» **Problem**: Give back exactly the lines that start at the one containing "n3wscott: I want" and run to the end of the material below, both ends included.

» **Data records**:
Issue #458, opened 2025-03-25
KRO Status Conditions


n3wscott:
### Feature Description

**Problem Statement**:

The conditions defined in the schema of a CRD from an RGD should align with the “single top-level condition” pattern. By not needing to know the implementation details of the controller reconciling the resource and only looking at the “top-level” condition, we enable a form of duck-typing on readiness that allows the ecosystem to create safer interactions.

We will adhere to the advice from upstream [Kubernetes API Conventions](https://github.com/kubernetes/community/blob/master/contributors/devel/sig-architecture/api-conventions.md#typical-status-properties), except we will strongly prefer normal-true (positive polarity) conditions.

Since a Resource Graph will continue to update the downstream resources based on the RGD template, it will always have a Ready condition as its top-level condition. Based on the implementation of the controller in KRO, we will have sub-conditions that describe the major work of the Resource Graph reconciler.

**Proposed Solution**:
[KRO Status Conditions](https://docs.google.com/document/d/1-Wc8m9LH6wq0URIPqzdpHc_MfQzHfScP5PSzzFCLaxw/edit?usp=sharing)

**Alternatives Considered**:
None.

**Additional Context**:
See document.

* Please vote on this issue by adding a 👍 [reaction](https://blog.github.com/2016-03-10-add-reactions-to-pull-requests-issues-and-comments/) to the original issue
* If you are interested in working on this feature, please leave a comment

n3wscott:
I am happy to do this work, or help someone do the work with me.

fsommar:
Hey, I created a similar issue too https://github.com/kro-run/kro/issues/415

n3wscott:
I landed the RGD conditions but I would like to do a pass on Instance conditions. It could be for 0.5.

n3wscott:
I think https://github.com/kro-run/kro/issues/602 is a dup of this.

barney-s:
related: https://github.com/kubernetes-sigs/kro/pull/622

PR #544, opened 2025-05-09
Rewrite conditions for ResourceGraphDefinition leveraging ConditionSet

n3wscott:
Related to #458

This updates ResourceGraphDefinition to use the following conditions structure:

```
Ready
  ├─ ResourceGraphAccepted - This controller has accepted the spec.schema and spec.resources.
  ├─ KindReady - The CRD status created on behalf of this RGD.
  └─ ControllerReady - The status of the controller thread reconciling this resource.
```

And we can see this happening when running the demos,

NoOp:
```
apiVersion: kro.run/v1alpha1
kind: ResourceGraphDefinition
metadata:
  creationTimestamp: "2025-05-16T18:17:48Z"
  finalizers:
  - kro.run/finalizer
  generation: 2
  name: noop
  resourceVersion: "727591"
  uid: fae3f9d5-08dc-4c7e-b26f-27305e51cb0f
spec:
  resources: []
  schema:
    apiVersion: v1alpha1
    group: no.op
    kind: NoOp
    spec: {}
    status: {}
status:
  conditions:
  - lastTransitionTime: "2025-05-16T18:17:48Z"
    message: resource graph and schema is valid
    observedGeneration: 2
    reason: Valid
    status: "True"
    type: ResourceGraphAccepted
  - lastTransitionTime: "2025-05-16T18:17:48Z"
    message: controller is running
    observedGeneration: 2
    reason: Running
    status: "True"
    type: ControllerReady
  - lastTransitionTime: "2025-05-16T18:17:48Z"
    message: kind NoOp has been accepted and ready
    observedGeneration: 2
    reason: Ready
    status: "True"
    type: KindReady
  - lastTransitionTime: "2025-05-16T18:17:48Z"
    message: ""
    observedGeneration: 2
    reason: Ready
    status: "True"
    type: Ready
  state: Active
```

And we can see what it looks like when a resource kind has been typoed:

```
...
spec:
  resources:
  - id: deployment
    template:
      apiVersion: apps/v1
      kind: Deploymentsasda
...
status:
  conditions:
  - lastTransitionTime: "2025-05-16T18:35:37Z"
    message: kind DeploymentService has been accepted and ready
    observedGeneration: 1
    reason: Ready
    status: "True"
    type: KindReady
  - lastTransitionTime: "2025-05-16T18:35:37Z"
    message: controller is running
    observedGeneration: 1
    reason: Running
    status: "True"
    type: ControllerReady
  - lastTransitionTime: "2025-05-16T18:37:18Z"
    message: 'failed to build resource "deployment": failed to get schema for resource
      deployment: cannot resolve group version kind "apps/v1, Kind=Deploymentsasda":
      schema not found'
    observedGeneration: 2
    reason: InvalidResourceGraph
    status: "False"
    type: ResourceGraphAccepted
  - lastTransitionTime: "2025-05-16T18:37:18Z"
    message: 'failed to build resource "deployment": failed to get schema for resource
      deployment: cannot resolve group version kind "apps/v1, Kind=Deploymentsasda":
      schema not found'
    observedGeneration: 2
    reason: InvalidResourceGraph
    status: "False"
    type: Ready
  state: Inactive
```


helm/crds/kro.run_resourcegraphdefinitions.yaml
```diff
@@ -207,15 +207,32 @@ spec:
...
+                      - Unknown
                       type: string
                     type:
-                      description: Type is the type of the Condition
+                      description: type of condition in CamelCase or in foo.example.com/CamelCase.
+                      maxLength: 316
+                      pattern: ^([a-z0-9]([-a-z0-9]*[a-z0-9])?(\.[a-z0-9]([-a-z0-9]*[a-z0-9])?)*/)?(([A-Za-z0-9][-A-Za-z0-9_.]*)?[A-Za-z0-9])$
                       type: string
                   required:
+                  - lastTransitionTime
```
n3wscott: @a-hilaly this might be a deal breaker or not, what do you think of using metav1.Conditions and their kubebuilder annotations.

matthchr: Is the reason you think this might be a dealbreaker because it's net-new required fields?

It doesn't seem that problematic to me because this is readonly anyway, so required here is "really" just saying what we're guaranteeing to return - which I think we're already doing?

matthchr: Discussed on the community call. We are _not_ always setting these today, which is the problem.

n3wscott:
@a-hilaly Can I get a review please?

api/v1alpha1/conditions.go
```diff
@@ -77,17 +79,50 @@ type Condition struct {
...
+	return c.Status
+}
+
+// Conditions is a list of conditions.
+type Conditions []Condition
+
+// Set sets the provided condition into the conditions list, if it exists already the condition is replaced.
+func (conditions Conditions) Set(condition Condition) []Condition {
 	for i, c := range conditions {
 		if c.Type == condition.Type {
```
matthchr, line 102: Should we sort conditions to preserve order? [CAPI does](https://github.com/kubernetes-sigs/cluster-api/blob/main/util/conditions/setter.go#L66). I'm not sure if it's a best practice or not, but could imagine it might be worth doing to prevent races in condition write ordering causing ordering differences that make looking at conditions at first glace via describe (or some other UI) awkward, as they're not in a consistent order so it's harder to find what you want quickly.

api/v1alpha1/conditions.go
```diff
@@ -97,7 +132,8 @@ func SetCondition(conditions []Condition, condition Condition) []Condition {
 	return append(conditions, condition)
 }
 
-func HasCondition(conditions []Condition, t ConditionType) bool {
+// Has returns true if the conditions list contains the given condition type.
+func (conditions Conditions) Has(t ConditionType) bool {
```
matthchr, line 111: minor: Do we need a get-by-type too?

pkg/apis/condition.go
```diff
@@ -18,22 +18,16 @@
...
 )
 
-// Condition aliases the upstream type and adds additional helper methods
-type Condition metav1.Condition
-
 type Object interface {
 	client.Object
-	GetConditions() []Condition
-	SetConditions([]Condition)
+	GetConditions() []v1alpha1.Condition
```
matthchr, line 27: Intentionally not using `v1alpha1.Conditions` here?

api/v1alpha1/conditions.go
matthchr: Ah, you do sort on the ConditionSet types, so I assume the intent is that that's taken care of at that level.

Though I guess that begs the question, what is this method for/who uses it?

pkg/apis/condition_set_test.go
```diff
@@ -63,35 +66,64 @@ func (tr *TestResource) DeepCopyObject() runtime.Object {
...
 
-var ignoreFields = cmpopts.IgnoreFields(Condition{}, "LastTransitionTime")
+// Custom comparer for pointer fields
+var conditionComparer = cmp.Comparer(func(x, y v1alpha1.Condition) bool {
+	if x.Type != y.Type || x.Status != y.Status || x.ObservedGeneration != y.ObservedGeneration {
+		return false
+	}
+
+	// Compare Reason pointers
+	if (x.Reason == nil) != (y.Reason == nil) {
```
matthchr: minor, style: Can you not use `ptr.Equal` to make this simpler?

```
if !ptr.Equal(x.Reason, y.Reason) {
    return false
}
if !ptr.Equal(x.Message, y.Message) {
    return false
}

return true
```

pkg/controller/resourcegraphdefinition/controller_status.go
```diff
@@ -16,119 +16,50 @@ package resourcegraphdefinition
...
+	o *v1alpha1.ResourceGraphDefinition,
 	topologicalOrder []string,
 	resources []v1alpha1.ResourceInformation,
-	reconcileErr error,
 ) error {
 	log, _ := logr.FromContext(ctx)
 	log.V(1).Info("calculating resource graph definition status and conditions")
 
-	processor := NewStatusProcessor()
+	cs := rgdConditionTypes.For(o)
```
matthchr: minor, style, feel free to ignore: 
```suggestion
	conds := rgdConditionTypes.For(o)
```

(or conditions)?

api/v1alpha1/conditions.go
```diff
@@ -22,6 +22,8 @@ import (
 // ConditionType is a type of condition for a resource.
 type ConditionType string
 
+func (c ConditionType) String() string { return string(c) }
+
 const (
 	// ResourceGraphDefinitionConditionTypeGraphVerified indicates the state of the directed
```
matthchr, line 28: Are these condition types even used anymore? I think no, right?

Can we remove?

pkg/controller/resourcegraphdefinition/controller_status.go
```diff
@@ -171,14 +107,66 @@ func (r *ResourceGraphDefinitionReconciler) setUnmanaged(ctx context.Context, rg
...
+}
+
+// A ConditionsMarker provides an API to mark conditions onto a ResourceGraphDefinition as the controller does work.
+type ConditionsMarker struct {
+	cs apis.ConditionSet
+}
+
+// ResourceGraphValid signals the rgd.spec.schema and rgd.spec.resources fields have been accepted.
+func (m *ConditionsMarker) ResourceGraphValid() {
+	m.cs.SetTrueWithReason(ResourceGraphAccepted, "Valid", "resource graph and schema is valid")
```
matthchr: minor
```suggestion
	m.cs.SetTrueWithReason(ResourceGraphAccepted, "Valid", "resource graph and schema are valid")
```

pkg/apis/condition.go
n3wscott: yeah it is not part of that package and would create a circular dependency if the api pulls in the condition manager

api/v1alpha1/conditions.go
n3wscott: String() gets used in `fmt.Printf("%s or %v")`

n3wscott: oh sorry missed the point of the comment. Let me check.

n3wscott: I think so because the RGD instances use them. I have only changed RGD types

pkg/apis/condition_set_test.go
n3wscott: good idea! though it is just testing code.

api/v1alpha1/conditions.go
n3wscott: if we need it later we can add it.

pkg/controller/resourcegraphdefinition/controller_status.go
n3wscott: lgtm

api/v1alpha1/conditions.go
n3wscott: Deleted

api/v1alpha1/conditions.go
n3wscott: it is for the condition manager that knows about the api types.

pkg/apis/condition.go
n3wscott: I want to keep it this way to enable us to move this to upstream metav1.Condition. The array wrapper is an implementation detail more or less internal to the api package.

matthchr: Fine with this.

matthchr (approved):

matthchr:
Looks like some E2E tests are failing (I think newly added to CI checks). Can you take a look and update the chainsaw tests to the new condition output format?

n3wscott:
Will fix the e2e tests in a bit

» **Answer**:
n3wscott: I want to keep it this way to enable us to move this to upstream metav1.Condition. The array wrapper is an implementation detail more or less internal to the api package.

matthchr: Fine with this.

matthchr (approved):

matthchr:
Looks like some E2E tests are failing (I think newly added to CI checks). Can you take a look and update the chainsaw tests to the new condition output format?

n3wscott:
Will fix the e2e tests in a bit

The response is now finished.